気晴らしの(やんごとなき)用事で出かける事にしたから留守を頼むなどとも言われておりますし、なにかお考えがあってのことでしょうね」

 

 話し合いながら揃って小さな溜息まで吐く二人。

 先程から落胆の息に忙しいのは二人共忙しさにかまけて色々と疎かにしてしまう自分が少しだけ嫌になっているからだろう、レミリアは主催の見えない宴に繰り出し出会う相手と争いながら求める相手の影を追っているが成果はなく、咲夜は咲夜で独自に異変の調べ物をしながら毎日の喧嘩の始末もしている、お互いゆっくりと体を休める時間がない状況にあり、愚痴や溜息が重なっても致し方ない。

 

「お嬢様、パチュリー様に負担をかけ続けては――」

「言われずともわかっているさ‥‥この異変についてかアイギスについてか、それとも両方についてか。私にはわからないけれど、出かけるというならパチェに任せるだけよ」

 

 咲夜の物言いに被せるレミリアがいつの間にか現していた手元の天球儀、運命を映すというソレを眺めて語る。今しがた帰ってきたばかりのレミリアだが、乱れた衣服を整えながら主命を済ませると再度外出するようだ。彼女も彼女なりにアイギスの足取りを追うために出ているようだったが、これからの外出は黒羊に関わるものではなく自身のプライドに関係する物事である。

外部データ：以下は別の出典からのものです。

PR #3196, opened 2022-04-19
bug: prim inliner produces unexpected indirect calls when call_as_prim is false.

crusso:
Add a bug repro for #3159
```
//MOC-ENV MOC_UNLOCK_PRIM=yesplease
import Prim "mo:⛔";

actor {
  func inline(t1: Text, t2 : Text) : Text = t1 # t2;
  func makecalls() : () {
    let t1 = inline("a","b"); // should be inlined
    var p = ("c","d");
    let t2 = inline p; // should not be inlined, but a still direct call
  };
  public func go() : async () {
    makecalls();
  }
}

//SKIP run
//SKIP run-ir
//SKIP run-low
//SKIP comp-ref
//CALL ingress go "DIDL\x00\x00"
```
generates 
```
(func $makecalls (type 4) (param $clos i32)
    (local $t1 i32) (local $p i32) (local $t2 i32) (local $clos.1 i32)
    i32.const 66431
    i32.const 66419
    call $text_concat
    local.set $t1
    i32.const 66403
    local.set $p
    i32.const 66367
    local.tee $clos.1
    local.get $p
    call $from_2_tuple
    global.get 2
    global.get 3
    local.get $clos.1
    i32.load offset=5
    call_indirect (type 11)
    local.set $t2)
```

but the last `call_indirect` could be a `call`, I think.

Added https://github.com/dfinity/motoko/pull/3196/commits/81e215e737818f247daaca53a266b73351ae8cf4 as a fix, after which we produce:
```
  (func $makecalls (type 4) (param $clos i32)
    (local $t1 i32) (local $p i32) (local $t2 i32)
    i32.const 66419
    i32.const 66407
    call $text_concat
    local.set $t1
    i32.const 66391
    local.set $p
    i32.const 0
    local.get $p
    call $from_2_tuple
    global.get 2
    global.get 3
    call $inline
    local.set $t2)
```

### DIFF
--- a/src/codegen/compile.ml
+++ b/src/codegen/compile.ml
@@ -7728,7 +7728,7 @@ and compile_prim_invocation (env : E.t) ae p es at =
            (* ugly case; let's just call this as a function for now *)
            raise (Invalid_argument "call_as_prim was true?")
          end
-      | SR.Const (_, Const.Fun (mk_fi, Const.Complicated)), _ ->
+      | SR.Const (_, Const.Fun (mk_fi, _)), _ ->
          assert (sort = Type.Local);
          StackRep.of_arity return_arity,
 
--- a/test/run-drun/inline.mo
+++ b/test/run-drun/inline.mo
@@ -2,11 +2,14 @@
 import Prim "mo:⛔";
 
 actor {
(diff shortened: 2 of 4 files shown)


nomeata (approved):
Good catch

PR #3198, opened 2022-04-20
`Stream`: start field

ggreif:


src/codegen/compile.ml
```diff
@@ -5994,18 +5994,16 @@ module Stabilization = struct
 
     let finalize_buffer _ = G.nop (* everything is outputted already *)
 
-    (* Returns a 32-bit number that is reasonably close to the number of bytes
-       that would bave been written to stable memory if flushed. The difference
+    (* Returns a 32-bit number that is the number of bytes that would
+       have been written to stable memory if flushed. The difference
        of two such number will always be an exact byte distance. *)
```
crusso, line 5999:
```suggestion
       of two such numbers will always be an exact byte distance. *)
```

src/codegen/compile.ml
```diff
@@ -5994,18 +5994,16 @@ module Stabilization = struct
 
     let finalize_buffer _ = G.nop (* everything is outputted already *)
 
-    (* Returns a 32-bit number that is reasonably close to the number of bytes
-       that would bave been written to stable memory if flushed. The difference
+    (* Returns a 32-bit number that is the number of bytes that would
```
crusso, line 5997:
```suggestion
    (* Returns a 32-bit unsigned int that is the number of bytes that would
```

crusso (approved):
LGMT

src/codegen/compile.ml
```diff
@@ -5874,7 +5874,7 @@ module BlobStream : Stream = struct
   let name_for fn_name ts = "@Bl_" ^ fn_name ^ "<" ^ Typ_hash.typ_seq_hash ts ^ ">"
 
   let absolute_offset env get_token =
```
crusso, line 5876:
```suggestion
  let absolute_offset env get_token =
```
Maybe rename this to avoid confusion with rebound `absolute_offset` below?

crusso: (or rename the other one)

ggreif: It is part of the module `sig`nature. I cannot rename just one.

 これから向かうのは受け取るだけになっている生意気な招待状の差出人のもと。今までは怪しいところを虱潰しに飛び回っていたレミリアではあるが、一度出向いた冥界(さき)で聞いた話を基としてまた出掛ける算段らしい。

 

 余興には飽いた。

 だからもう終わりにする。

 余計なことを気にせずに妹のことだけに注目できるようにしたい。

 妹思いな姉としての考えがそれである。

 そして、屋敷の魔女のほうも鼠を狩る猫であるべきな咲夜に少しの八つ当たりをするくらいには煮え切らない様子だが、結った金髪を揺らす黒白の盗人、図書館の書物をどうにか盗み、出来るならば図書館の主の魔法すら盗んでやろうと画策しているツートンカラーの魔法使い(シーフ)を追い出しながらの研究に限界を迎えてしまったらしく、内に篭もって進展しないならたまには外に出てみようという考えでいるようだ。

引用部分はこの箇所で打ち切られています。